Queerism, as a New Space in the History of Women

Lately, I have been fascinated by the stories of the twentieth century women. I have seen terrible pain and struggle in their forgotten stories. This is how I discovered Kato Mikeladze, Babilina Khositashvili, Sopho Mgeladze, Elene Akhvlediani and other women, that overshadowed every other field of my interest and completely took over me with their stories. The stories of these women are not that accessible on the internet. The publications, poems and letters by Kato Mikeladze can be found in a book by Tamta Melashvili – “Kato Mikaladze: unknown stories of Georgian feminism”. Records and poems by Babilina Khositashvili are available in the collection – “Life between two waters”. Three novels by Sopho Mgeladze have been recently printed. Poems, stories and publications by Nino Tarishvili, Maridjan, Mariam Garikuli and others, are extremely difficult to be found on the internet.
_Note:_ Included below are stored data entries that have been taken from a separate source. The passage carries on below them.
PR #6489, opened 2024-10-08
refactor: OPTIC-1200: stale ff fflag_feat_all_optic_114_soft_delete_f…

luarmr:
Stale a feature flag that is already filtering in the cloud. We know that disablig this has a negative impact on performance and is an unsupported path, so it should remain enabled.


makseq (approved):

bmartel (approved):

luarmr:
@makseq @bmartel added extra code

makseq (approved):

bmartel (approved):

PR #201, opened 2021-02-22
✨ Add config search method

wwilsman:
## What is this?

This pattern is used in `@percy/config`, `@percy/cli-config`, and `@percy/migrate`; so making it a helper will DRY up those places.

I also removed a redundant error message as the real error gets printed anyway.


Robdel12 (approved):
🏁

PR #203, opened 2021-02-22
🐛 Fix normalized config request-headers

wwilsman:
## Purpose

Currently the normalize method traverses nested objects, including `request-headers`, and converts the casing of the keys to be predictable. Request header keys however, should not be converted and key casing should be left as-is.

## Approach

Add a `skipMerge` array to the merge helper that will not traverse the object any further if the key is present in the array. Currently, the only key to skip is `request-headers`.


Robdel12 (approved):
🏁

PR #204, opened 2021-02-23
♻ Improve browser process handling

wwilsman:
## What is this?

While chasing an issue on Windows where the `@percy/cli-exec` test suite hangs, some changes were made in an attempt to ensure the browser process was being handled correctly. While this ultimately didn't fix the issue on Windows, I do think these are good changes that should be adopted regardless.

- Add check if browser is already closed
- Use cross-spawn to spawn browsers
- Do not spawn detached browser in Windows
- Always kill browser process when able to


Robdel12 (approved):
🏁

PR #205, opened 2021-02-27
✨ Expose logger's shouldLog method

wwilsman:
## What is this?

It might become more common to verify the log level before performing some logic. Since log levels are well, levels, it's slightly more complicated than an equal operator. Rather than repeating log level logic, we can expose the `shouldLog` instance method to any logger groups. This will allow them to determine if their specific logging group is allowed to log a specific log level. 

For example, `logger('group:id').shouldLog('info')` will only return truthy if both the log level is either `info` or `debug`, and the group id is present in any `PERCY_DEBUG` environment variable. This is much better and more succinct than checking the log level alone.

### DIFF
--- a/packages/logger/src/logger.js
+++ b/packages/logger/src/logger.js
@@ -67,7 +67,8 @@ export default class PercyLogger {
       .reduce((group, level) => Object.assign(group, {
         [level]: this.log.bind(this, name, level)
       }), {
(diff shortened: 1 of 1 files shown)


Robdel12 (approved):
🏁 This will be super helpful for sure

PR #206, opened 2021-02-27
✨ Add ability to download browser during post-install

wwilsman:
## What is this?

This adds a post-install environment variable check for `PERCY_POSTINSTALL_BROWSER` that will trigger the browser download during the post-install step rather than lazily during the start of asset discovery.

The core browser install script was also refactored and moved out of core utils. This script is an integral part of core's asset discovery process and more than a simple utility function. The base install function was made to be more agnostic of what file is being downloaded and extracted. Chromium install defaults were moved to their own function rather than being defaults of the agnostic install function. Unit-like tests were also added for the core install function.

Because of this post-install check, we can remove the `pretest` script entirely since the browser can be download on install by specifying the environment variable during the CI install step. However, since the browser does not install to `node_modules` in development, it would have to be cached in addition to those packages. Because of this, the CI cache setup was changed to cache multiple directories directly rather than caching yarn's own cache.

To allow the post-install step to run in development without access to pre-built files, I adjusted the babel config and added a module resolver to resolve `@percy` packages to their in-repo counterparts. In addition to allowing the post-install script to run in development, this also allows many tests to run without having to also require build files (a compiled `@percy/dom` bundle is still required for relevant tests).


Robdel12 (approved):
🏁

Robdel12 (approved):
🏁 Nice add for the prod env var

PR #218, opened 2021-03-01
🐛 Include post-install script in packaged files

wwilsman:
## What is this?

The addition to include the post-install script in the packaged files was missed in #206


Robdel12 (approved):
🏁 I take blame for that lol dangit

PR #219, opened 2021-03-01
🐛 Check src directory for post-install

wwilsman:
## What is this?

The post-install script checks for a test directory to determine if it is being run in development. This package exports a test helper which means the test directory is also present in production. The src files should never be included, so should be a much safer check.


Robdel12 (approved):
🏁

PR #222, opened 2021-03-03
✨ Add exec partial build flag

wwilsman:
## What is this?

Rather than requiring the user set an environment variable to determine if a build is a partial build, we can set the environment variable automatically when provided a `--partial` flag.

This brought up a question in my mind about the `--parallel` flag's short version, `-p`. Could be confusing now with a second "p" argument; should we remove the parallel shorthand to avoid confusion before leaving beta?


Robdel12 (approved):
🏁 Oh slick, nice! Forgot about this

At the same time, I got involved with the Georgian queer history. As expected, the resources on this subject are extremely scarce and hard to find on the internet. Tamta Melashvili elaborates on the reasons behind the non-existence of queer history in her article. Maybe, indeed, perceiving Queerism in a broader sense in the overall picture of the totalitarian, patriarchal and heteronormative past is the only way to create queer history. I am sure of one thing, there is something so queer about the women whose stories I read, and I can’t quite label them in any way. Maybe they don’t even need to be labeled? Maybe what our society needs now is an appropriate space and an ability to view the queer history from a new perspective, asking questions, understanding the vibes, which will all be useful for this process.

With these thoughts, I became particularly interested in Elene Akhvlediani’s biography and art.

I searched the internet and read everything I could find. At the same time, I looked at some of Elene’s paintings. In September I started a challenge – I would post one painting by Elene Akhvlediani and one poem by one of the women writer’s every day.